Спор с матерью совсем меня обессилил, но последнее ее заявление вызвало неожиданный прилив ярости. «Да будь ты неладна, сука!» – подумала я, и злобные слова прозвучали в моей голове совершенно отчетливо, будто произнесенные каким-то вторым, потайным ртом. Они раздались так ясно, что я вздрогнула, испугавшись, что и мать тоже услышала. Но она просто повернулась и направилась к двери – твердой и решительной поступью, при виде которой я тотчас поняла, как мне следует себя вести. Вытерев губы платочком, я поспешно сказала, что ей нет необходимости утруждаться, я сама напишу мистеру Шиллитоу, прямо сейчас. Она права. Я прекращу поездки в Миллбанк.
Я старалась не встречаться с ней взглядом, и мать, очевидно, сочла это признаком стыда и раскаяния; она снова подошла ко мне и положила ладонь на мою щеку:
– Я всего лишь забочусь о твоем здоровье, Маргарет.
Ощутив холодное прикосновение ее колец, я вдруг вспомнила, как она пришла ко мне, когда меня вернули к жизни после попытки отравления. В черном платье, с неприбранными волосами, она припала головой к моей груди и вымочила слезами мою ночную сорочку.
Теперь мать подала мне бумагу и ручку, а сама встала в изножье кровати, выжидательно на меня глядя. Я начала писать:
Селина Доус
Селина Доус
Селина Доус
Селина Доус…
С минуту понаблюдав за мной, водящей пером по бумаге, мать удалилась.
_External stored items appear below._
PR #2440, opened 2025-02-27
[pipeline_tests] Allow error.message in some cases

jrmolin:
* at times, an integration sets `error.message` for a valid reason
* add support for expected `error.message` values in  `elastic-package test pipeline`
* add a test case


taylor-swanson (commented):
I'm not a big fan of this.

I'm not thrilled that `error.message` can have dual meaning, either the event represents a failure logged by the upstream vendor product or a failure by us in the pipeline (I forget if beats failures can propagate upwards into ES or not).

However, not seeing ECS changing dramatically to remove support for the former scenario, one other thing we could do is allow `error.message` if and only if `event.kind` is NOT `pipeline_error`. The presence of these two fields should indicate a fatal condition (the second scenario I mentioned) and warrant failing a test case. Otherwise, the presence of just `error.message` would seem to indicate the first scenario I mentioned.

Perhaps a better way to look at it is just fail the test if `event.kind` is `pipeline_error`. I'll need others to chime in if the presence `error.message` WITHOUT `event.kind: pipeline_error` indicates a test failure condition.

taylor-swanson:
@andrewkroh, are there cases where `error.message` is present and `event.kind` is NOT `pipeline_error` AND we want to fail the test?

My concern with the test config ignoring error.message is that we could ignore legitimate pipeline errors.

jrmolin:
i'm going to just close this, i think. conversation in async channels convinces me not to be the one pursuing this

andrewkroh:
> are there cases where `error.message` is present and `event.kind` is NOT `pipeline_error` AND we want to fail the test?

@taylor-swanson I can't think of any instance where `error.message` is used without also setting `event.kind: pipeline_error`. The de facto meaning of `error.message` in integrations has become that it indicates a pipeline error (i.e., any type of collection or processing issue).

So I believe it's warranted to require an explicit flag stating "yes, I'm expecting `error.message`" whenever this field is present. And we might as well assert that `event.kind == pipeline_error` when `error.message` is found (this isn't strictly what ECS specifies, but it aligns with current integration practices, AFAIK).

PR #2449, opened 2025-03-04
[system test] Add remove agent handler just after setting up agent

mrodm:
Relates #2039
Follows #2409

Ensure Elastic Agent created when using Independent Agents (default method via `r.setupAgent`) is removed even if the service exists with error.

Example of Buildkite build where service containers fails (e.g. mysql) and the agent is not removed:
https://buildkite.com/elastic/integrations/builds/22965

One example of this scenario is when the service container cannot started (it exits with failure). In that case, the new Elastic Agent created was not removed in the tear down process and therefore the corresponding Agent policies were not able to be deleted.

This PR duplicates the call to `checkEnrolledAgents` just after setting up the Elastic Agent so even in the case `setupService` fails, the new Elastic Agent can be deleted in the tear down process.

It needs to be duplicated this call since `r.setupService` could create new agents in case of the kubernetes service deployer or the custom agents deployer (the latter is deprecated) if the Elastic Agent of the stack is used (disabled Independent Elastic Agents).

In this buildkite build (with the changes of this PR), `mysql` now reports the container exit as error in xUnit files:
https://buildkite.com/elastic/integrations/builds/22973

### DIFF
--- a/internal/testrunner/runners/system/tester.go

Я тотчас же встала и сожгла листок в камине.
Затем вызвала звонком Вайгерс и сказала, что вышло недоразумение: платье нужно почистить, но никуда не убирать, а вернуть мне позже, когда моей матери не будет дома; ни миссис Прайер, ни Эллис знать про платье не обязательно.
Потом я спросила, есть ли у нее письма, которые нужно отправить, и Вайгерс кивнула: да, есть одно. Тогда я велела сейчас же сбегать к почтовому ящику, а если кто спросит – сказать, что она исполняет мое поручение. Неловко потупившись, Вайгерс сделала книксен.
Это было вчера. Позже пришла мать и снова положила ладонь на мою щеку, но я притворилась спящей и глаз не открыла.
Сейчас к дому с грохотом подкатил экипаж: миссис Уоллес заехала за матерью по пути на концерт. Мать наверняка вот-вот явится, чтобы дать мне лекарство перед уходом.